Disk I/Os: One I/O per level traversed = 4 I/Os in the worst case. But the root and often level 2 are pinned in the buffer pool (they’re accessed on every lookup). In practice: 1-2 disk I/Os for the leaf level + heap fetch. This is why B+ trees are fast even at massive scale — logarithmic depth with a very high base.
You insert rows with an auto-incrementing primary key (1, 2, 3, …). The B+ tree’s rightmost leaf page splits repeatedly. Why is this a problem under concurrent inserts?
Right-edge hotspot. All inserts go to the same rightmost leaf page because keys are monotonically increasing. Under concurrency, all insert threads contend for the lock on that one page, serializing what should be parallel work.
Page splits are also concentrated: the rightmost page fills, splits, and the new rightmost page immediately starts filling. This creates latch contention and write amplification on a single page.
Fixes:
- Use a UUID or ULID (Universally Unique Lexicographically Sortable Identifier — 128-bit, timestamp-prefixed but with enough randomness to scatter) as the primary key to distribute inserts across the tree. Trade-off: random I/O on inserts and larger key size.

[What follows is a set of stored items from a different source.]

PR #330, opened 2025-07-27
Add pump model settings to WebUI

spsancti:
Adds WebUI configuration for pump model coefficients (_Q0, _Q1) used in PressureController for accurate pump flow modeling, following the same pattern as PID parameters.

**Changes**
Settings: Added getPumpModelCoeffs()/setPumpModelCoeffs() with persistent storage
WebUI: Added form field for pump model coefficients in Settings page
BLE: Added pump model coefficients characteristic and callback registration
Controller: Added setPumpModelCoeffs() method and integration with PressureController

**Usage**
Configure pump model coefficients via Settings → Machine settings → "Pump Model Coefficients (Q0, Q1)" field (default: "10.79, -0.5854").

## Summary by CodeRabbit

* **New Features**
  * Configure pump flow coefficients (2-value linear or 4-value polynomial) via Settings and Web UI.
  * New BLE characteristic to remotely update pump flow coefficients.
  * Pump flow coefficients are persisted with machine settings.

* **Improvements**
  * Coefficients are transmitted to compatible devices on update and at initial connection.
  * Pump flow model upgraded from linear to a third-order polynomial for improved accuracy.


nayrod485:
For those who are not versed into calculating the slope and offset of their pump flow rate, it'll be easier to input flow rates measured at two pressure points rather than computing the affine model. 

 For those who are mathematically incline to make a linear regression over multiple pressure point, they would be capable of computing the flow rate at two pressure point from their linear regression function. 

The former solution is not restrictive and more user friendly. 

Additionally more data need to be collected to assess that the linear model is good enought and may need to switch over third order polynomial. This is to think about future evolution of that input field.

spsancti:
Okay, I'll revert. 
I think it will be prone to errors because it's quite finicky to achieve an exact and stable pressure with these valves. However, I agree that it's more user-friendly to input two directly measured values simply. 
Do we need to support the pump flow poly, or is linear model good enough?

lib/GaggiMateController/src/peripherals/DimmedPump.cpp
```diff
@@ -79,3 +79,11 @@ void DimmedPump::setPressureTarget(float targetPressure, float flowLimit) {
 }
 
 void DimmedPump::setValveState(bool open) { _valveStatus = open; }
+
+void DimmedPump::setPumpFlowCoeff(float oneBarFlow, float nineBarFlow) {
```
nayrod485, line 81: One could simplify the pressureController to have only one setPumpCoeff(a,b,c,d) method with polynomial coefficient computed by the Dimmer class directly

lib/GaggiMateController/src/GaggiMateController.cpp
```diff
@@ -80,6 +80,17 @@ void GaggiMateController::setup() {
...
     _ble.registerAltControlCallback([this](bool state) { this->alt->set(state); });
     _ble.registerPidControlCallback([this](float Kp, float Ki, float Kd) { this->heater->setTunings(Kp, Ki, Kd); });
+    _ble.registerPumpModelCoeffsCallback([this](float a, float b, float c, float d) { 
+        if (_config.capabilites.dimming) {
+            auto dimmedPump = static_cast<DimmedPump *>(pump);
+            // Check if this is a flow measurement call (a and b are flow measurements, c and d are 0)
+            if (c == 0.0f && d == 0.0f) {
+                dimmedPump->setPumpFlowCoeff(a, b); // a = oneBarFlow, b = nineBarFlow
+            } else {
+                dimmedPump->setPumpFlowPolyCoeffs(a, b, c, d); // a, b, c, d are polynomial coefficients
```
nayrod485, line 109: One could keep this function only in the PressureController class to setup coefficients

nayrod485 (approved):
The proposed alternative is compatible with the pressure controller logic

lib/GaggiMateController/src/GaggiMateController.cpp
spsancti: I'd like to keep it separate for the clarity
I made it separate so the extra two coefficients are NaN in flow mode and can be anything in the poly mode

spsancti:
@coderabbitai review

- Use hash partitioning to spread inserts across multiple B+ trees.
- If ordering is needed, accept the hotspot and tune the page size and buffer pool for the workload.
You have a B+ tree index on (last_name, first_name). The query is WHERE first_name = ‘Alice’. Does the index help?
No. The B+ tree is sorted by last_name first, then first_name within each last_name group. Without a predicate on last_name (the leftmost column), the index can’t narrow the search — it would have to scan every leaf page. This is the leftmost-prefix rule.
The index helps for: WHERE last_name = 'Smith', WHERE last_name = 'Smith' AND first_name = 'Alice', and WHERE last_name LIKE 'Sm%' — all start from the leftmost column.
A B+ tree stores all data in leaf nodes with leaves linked in a doubly-linked list. An LSM tree stores data in sorted immutable SSTables. Why does this make range scans faster on a B+ tree?
B+ tree: Once you find the starting leaf via tree traversal (O(log n)), you follow the linked list sequentially — each next leaf is one sequential page read. The data is in a single sorted structure.
LSM tree: Data for the same key range may be spread across multiple SSTables at different levels. A range scan must read from all relevant SSTables and merge them (like merge-sort). This is O(k × range_size) where k is the number of SSTables, vs O(range_size) for a B+ tree.
LSM trees mitigate this with compaction (reducing the number of SSTables) and Bloom filters (skipping SSTables that don’t contain the target key), but the fundamental merge cost remains.